Jeffrey Zonder, MD, discusses the efficacy results of a first-in-human trial of a bispecific monoclonal antibody in patients with relapsed/refractory multiple myeloma.
Jeffrey Zonder, MD, professor of hematology and oncology at the Karmanos Cancer Institute at Wayne State University, discusses the efficacy results of a first-in-human trial of a bispecific monoclonal antibody in patients with relapsed/refractory multiple myeloma, which were presented at the 2021 American Society of Hematology Annual Meeting and Exposition.
The phase 1/2 trial (NCT03761108) is designed to investigate the safety, tolerability, and dose-limiting toxicity of REGN5458, a BCMAxCD3 bispecific antibody, in patients with at least triple-refractory multiple myeloma. Patients received 16 weekly infusions of REGN5458 followed by infusions every 2 weeks until disease progression.
Objective response rate (ORR) as measured with the International Myeloma Working Group (IMWG) criteria is a secondary end point in the phase 1 portion and a primary end point in the phase 2 portion of the trial. Minimum residual disease (MRD) rate according to IMWG criteria was another secondary end point.
According to Zonder, REGN5458 had an impressive ORR that was comparable to approved agents even in the dose-finding phase, with an ORR in 51% in all patients.

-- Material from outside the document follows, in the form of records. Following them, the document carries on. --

PR #298, opened 2026-08-26
fix(controller): preserve AllTargetsFiles change types for BUG-015

sbalabanov:
## Summary

Fix BUG-015 by preserving `NEW` and `DELETED` change types when an `AllTargetsFiles` global trigger changes.

Previously, global invalidation could overwrite every result as `CHANGED`. For example, if `.bazelrc` changes in the same revision that adds `//service:new` and deletes `//service:old`, callers must still receive `NEW` for the added target and `DELETED` for the removed target; only targets present in both revisions should be promoted to distance-zero `CHANGED`.

The fix applies the same classification behavior to chunk-backed and TGB-backed graph comparisons.

## Test Plan

- Unit tests cover unchanged, hash-changed, added, and deleted targets for both graph formats.

## Issues

T3-BUG-015

### DIFF
--- a/controller/getchangedtargets.go
+++ b/controller/getchangedtargets.go
@@ -428,7 +428,7 @@ func (c *controller) compareFetchedGraphs(ctx context.Context, e *metrics.Emitte
 		) {
 			logger.Info("compareFetchedGraphs: AllTargetsFiles trigger matched (TGB), reporting all targets as changed")
 			e.Counter(opGetChangedTargets, "all_targets_triggered").Inc(1)
-			return c.allTargetsChangedFromTGB(ctx, second.tgb.TGB())
+			return c.allTargetsChangedFromTGB(ctx, first.tgb.TGB(), second.tgb.TGB())
 		}
 		return c.compareTargetGraphsTGB(ctx, e, logger, first.tgb.TGB(), second.tgb.TGB(), seedAttrs)
 	}
@@ -563,7 +563,7 @@ func (c *controller) compareTargetGraphs(ctx context.Context, e *metrics.Emitter
 	if allTargetsFileChanged(firstMetadata, secondMetadata) {
 		logger.Info("compareTargetGraphs: AllTargetsFiles trigger matched, reporting all targets as changed")
 		e.Counter(opGetChangedTargets, "all_targets_triggered").Inc(1)
-		return c.allTargetsChangedFromGraph(ctx, secondTargetsByID, secondMetadata)
+		return c.allTargetsChangedFromGraph(ctx, firstTargetsByID, firstMetadata, secondTargetsByID, secondMetadata)
 	}
 
 	before, err := toDiffGraph(ctx, firstTargetsByID, firstMetadata, seedAttrs)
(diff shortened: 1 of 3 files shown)


sbalabanov (commented):
Simplify the PR description, include use case example of the bug the PR fixes

sbalabanov:
Simplified the PR description and added a concrete `.bazelrc` example showing that a global trigger must preserve `NEW` and `DELETED` classifications while promoting only shared targets to `CHANGED`. Current HEAD: `1eeb5a17a9e527f6db6ad36ea5a67b60b10726fc`.

[addressed by agent]

controller/getchangedtargets.go
```diff
@@ -718,38 +718,106 @@ func allTargetsFileChanged(first, second *entity.Metadata) bool {
...
+		return nil, err
+	}
+	return c.resultToResponses(result)
+}
+
+// allTargetsChanged retains the ordinary comparison's membership changes and
+// promotes every target present in both revisions to a distance-zero CHANGED
+// result because the global input change may affect it independently of its
+// target hash.
+func allTargetsChanged(ctx context.Context, before, after targetdiff.Graph) (targetdiff.Result, error) {
```
sbalabanov, line 750: check if implementation has to do two passes over targets "before" and "after". If so, change it to single pass or explain why you can't. I envision iterating over "before" and fill changed targets and deleted targets, then iterate over "after" and fill new targets. No intermediate data structure, like the one returned from `targetdiff.Compare`, is necessary.

sbalabanov: Replaced the targetdiff.Compare call with two direct graph passes in d307022a3ebd59a8545d4109e51e4b426a8ef491. The first pass over before emits CHANGED for shared targets and DELETED for missing targets; the second pass over after emits only NEW targets. This preserves the AllTargetsFiles semantics and distance 0 while avoiding the intermediate comparison, seed, and distance data structures.

[addressed by agent]

xytan0056 (commented):
could you add an integration test for such behavior in 
https://github.com/xytan0056/bazel-fixture/pulls
and expand the testcase [here](https://github.com/uber/tango/blob/374b5a954008894d52dab4d347a8ed678003b177/Makefile#L18-L21) ?

sbalabanov:
> could you add an integration test for such behavior in https://github.com/xytan0056/bazel-fixture/pulls and expand the testcase [here](https://github.com/uber/tango/blob/374b5a954008894d52dab4d347a8ed678003b177/Makefile#L18-L21) ?

why would the fixture go to a private fork?
I could add an integration test right in tango repo if needed, even though the change has a controller test already.

Also for e2e test, it might be a separate diff if we did not test all-in files before.

xytan0056:
> > could you add an integration test for such behavior in https://github.com/xytan0056/bazel-fixture/pulls and expand the testcase [here](https://github.com/uber/tango/blob/374b5a954008894d52dab4d347a8ed678003b177/Makefile#L18-L21) ?
> 
> why would the fixture go to a private fork? I could add an integration test right in tango repo if needed, even though the change has a controller test already.
> 
> Also for e2e test, it might be a separate diff if we did not test all-in files before.

I think it's a true e2e test to run a separate repo outside of tango with PR parsing etc. So that we can test against UX -- actual PR that changes any all_targets_file, rather than hardcoding values like `"old-hash"` `"new-hash"`.

If we test within a directory in tango, the PR's base will have to keep up as the repo evolves.

xytan0056 (approved):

Of those who responded to treatment, 92.6% had a very good partial response (VGPR) and 48.1% had a complete response (CR) or stringent CR. At the 96 mg and 200 mg dose levels, the response rate was 73.3%. Zonder says it was 75% in those who received the highest dose levels of 200 mg to 800 mg.
Of the 10 patients who were tested for MRD, 4 had reached a status of undetectable MRD, according to Zonder.
The study is currently recruiting for the phase 2 portion to further assess ORR and other outcomes including overall survival and progression-free survival for up to 5 years.
0:08 | We saw early, deep, and durable responses with this bispecific antibody. The ORR for the whole study was 51%, which is impressive, because in a dose-finding study where you're starting at very low doses, you don't necessarily expect to see a particularly high response rate. Fifty-one percent compares pretty favorably to the products that are approved in the same space in multiple myeloma.
So it was 51% overall, [but] in the higher dose levels tested, the 200 to 800 mg dose levels, the ORR was 75%. The majority of those responses were pretty deep, with over half of patients achieving a VGPR or better. And that was actually also true—when you looked at responses across all dose levels, the rate of VGPR remained high, regardless of whether the response happened with low dose or at a higher dose. We saw CRs: 43% of the responses that we saw were CRs.
1:19 | There were a handful of patients that we did MRD testing on, which is ultra-sensitive testing, looking for extremely low levels of remaining disease. We had that data on 10 patients, and 4 patients actually achieved MRD negativity, which means we don't have a test that could detect the myeloma.